The agreement allows different end-product increases depending on the source and pricing of raw materials.
It refers to four separate categories: nationally available material priced in new pesos; national material priced in U.S. dollars; imported material charged in U.S. dollars; and a combination of resins, as with specialty engineering plastics.
However, the processors remain generally dissatisfied because they are unable to pass on other price increases they are facing following Mexico's peso devaluation crisis, said Anipac President Rafael Vidales Mendez.
``The truth is that the industry is in a very bad situation because we are only considering here the cost of raw materials,'' he said.
He pointed to other higher operating costs not covered in the pact, including additional materials such as inks, solvents, packaging material, machinery parts, utility and freight charges and labor.
Vidales added that, while each rise in operating costs might not appear to be serious alone, together they represent a major crisis for Mexico's plastics processors.
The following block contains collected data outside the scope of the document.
PR #1034, opened 2025-02-26
Make sure tests fails on composer error

rmartinoscar:


composer.lock
Boy132, line 1: Revert file change (no longer needed after #1036)

Boy132 (changes requested):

This comes on top of heightened competition due toenactment of the North American Free Trade Agreement, sky-high domestic interest rates and already-high prices for imported resins.
Many Mexican processors currently are embroiled in talks with unions over the renewal of annually reviewed worker pay and conditions.
These negotiations have proved more difficult than ever in the face of the anticipated 1995 inflation rate of as much as 20 percent.
In industry segments in Mexico with no collective bargaining, companies negotiate their labor pacts individually.